Collected data:

PR #835, opened 2022-12-15
New use_only_compiled option

gtozzi:
If set to TRUE, Smarty will use only compiled templates, also
ignoring the (in)existence of base templates. Compiled filenames
will be constant and relative to the template basename.
Useful to use pre-compiled templates and distribute them already
compiled on production websites. Overrides and disables
$merge_compiled_includes

### DIFF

**Try it**
Collect every line from the records above that contains the word "will".

**Response below**
If set to TRUE, Smarty will use only compiled templates, also
will be constant and relative to the template basename.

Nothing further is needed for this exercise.